Wednesday, August 24, 2016

One small error on the Internet ...



This interesting Guardian article, "The takeover: how police ended up running a paedophile site", is discussed by Bruce Schneier.

Two high-profile, security-savvy paedophiles were taken down based on the smallest of errors.

The paedophile site
“... ran as a company or business,” Rouse says. Senior administrators took charge of individual boards, grouped around categories such as boys or girls, hardcore or non-nude. Users had to upload material at least every 30 days or risk exile. Each of its 45,000 accounts were ranked according to the quality of their output, with a “producer’s area” walled off to all but the most feted.

At the top was one man, “effectively the CEO”. He regularly started his messages with the cheery greeting “hiyas”.
The article explains how that one idiosyncrasy was enough to identify him.

The second paedophile took exhaustive steps to cleanse his uploaded material of any identifying information.
"Access to the full suite of Huckle’s material provided the breakthrough. It was not what he photographed, but what he photographed with. Embedded in some of his images, overlooked when he swept the files of metadata, was the brand and model of his Olympus camera. A tiny clue – but enough.

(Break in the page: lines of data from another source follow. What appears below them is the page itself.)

PR #972, opened 2016-05-12
Rails 5

grosser:
WIP ... just leaving this here in case someone wants to do the same or help

## TODO
 - [x] make mysql 0.4.4 compile
 - [X] make newrelic api go away https://github.com/zendesk/samson/pull/974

"Officers exhaustively swept photography sites such as Flickr and TrekEarth for photos taken in south-east Asia using the make and model."
Following that flimsy thread was, it turned out, enough.

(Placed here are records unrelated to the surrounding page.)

PR #973, opened 2016-05-12
Fix k8s log

rata:
* Use a better default for KUBER_LOGFILE

/cc @zendesk/samson

### Tasks
 - [ ] :+1: from team

### References
 - Jira link:

### Risks
- Level: Low

### DIFF
--- a/plugins/kubernetes/app/models/kubernetes/util.rb
+++ b/plugins/kubernetes/app/models/kubernetes/util.rb
@@ -14,11 +14,14 @@ module Kubernetes
     end
 
     def self.log(message, extra_info = {})
-      @output_file ||= File.open(ENV['KUBER_LOGFILE'] || File.join(Rails.root, 'log', 'kubernetes.log'), 'a')
-
-      @output_file.write({ message: message }.merge(extra_info).to_json + "\n")
-      @output_file.flush
-      message
+      msg_log = { message: message }.merge(extra_info).to_json
+      if ENV['KUBER_LOGFILE']
+        @output_file ||= File.open(ENV['KUBER_LOGFILE'], 'a')
+        @output_file.write(msg_log + "\n")
+        @output_file.flush
+      else
+        Rails.logger.info(msg_log)
+      end
     end
   end
 end


grosser:
why is log not good ... that's where logs should go :D 

how about setting the ENV var ?

rata:
On Thu, May 12, 2016 at 11:43:42AM -0700, Michael Grosser wrote:
> why is log not good ... that's where logs should go :D 

Because it doesn't exist in the docker image, at least. So a deployment fails
because it can't be created (the dir doesn't exist, the 'a' creates only the
file)

> 
> how about setting the ENV var ?

Yes, I'm doing that. But thought another default might help. But it's fine by me
:)

grosser:
hmmm let's create the log folder in docker then ... but that seems kind of weird too ... should go to stdout for docker ? 

@jonmoter thoughts ?

jonmoter:
How about if the `KUBER_LOGFILE` env var isn't set, it just uses the Rails logger?

rata:
On Thu, May 12, 2016 at 11:54:24AM -0700, Jon Moter wrote:
> How about if the `KUBER_LOGFILE` env var isn't set, it just uses the Rails logger?

Oh, that sound great IMHO! Because there are standard/easy ways to handle that
(stdout in my case) in a kubernetes deployment. And we don't have to worry about
the pod disk usage if no logs are created as files.

In our pods, for example, we use a log collector to avoid having files there and
just send them over the network.

Having it use the rails logger, that can use stdout, is great for us at least!
:)

jonmoter:
Yeah, I originally created that as a separate log 'cause I wanted to be easily able to tail the Kubernetes-related stuff while doing development, without seeing all the other noise in the rails logger.  But for most use-cases we probably want it to be combined with the other Samson logs.

rata:
@jonmoter So, should I replace self.log to use Rails.logger? Which severity? Or how do you want to do it?

grosser:
I'd say Rails.logger.info ... so it will still show in production ... check out if it survives the trip through the production logger with all the syslog/lograge conversion

rata:
@grosser I've done that. Is it ok?

grosser:
👍

grosser:
waiting for travis :(

grosser:
fixing travis error + removing the ENV var in https://github.com/zendesk/samson/pull/978

rata:
@grosser sorry is my first time doing web programming (I'm a C programming guy) and never used ruby. Sorry for the bug :-/

grosser:
Pah, your doing great :D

I've long been convinced that it's essentially impossible to stay secret on the Internet if a major intelligence agency is on your case.

The article describes a fair amount of labour-intensive Internet searching by Australian police, but it's not hard to see how that could be mostly automated. And if the intelligence agency is allowed AI-based filtering of generic Internet streams, then security through obscurity doesn't really work either.

It would be interesting to know how agencies such as the NSA and GCHQ assess the Internet tradecraft of Islamic fundamentalists. Based on the levels of smartness and training we've heard about to date, I would guess that to any efficient agency with legal access to the right tools the wannabe terrorist is effectively saying, "Here's where I live. Come on in, rummage freely and stay as long as you want."

I think this explains the lack of successful attacks (touch wood) that we've seen in the UK the last few years. It's certainly not for want of attempts.

Of course, if your communications security agency is not up to speed - Hello, Belgium? - even incompetent jihadis can still make it happen.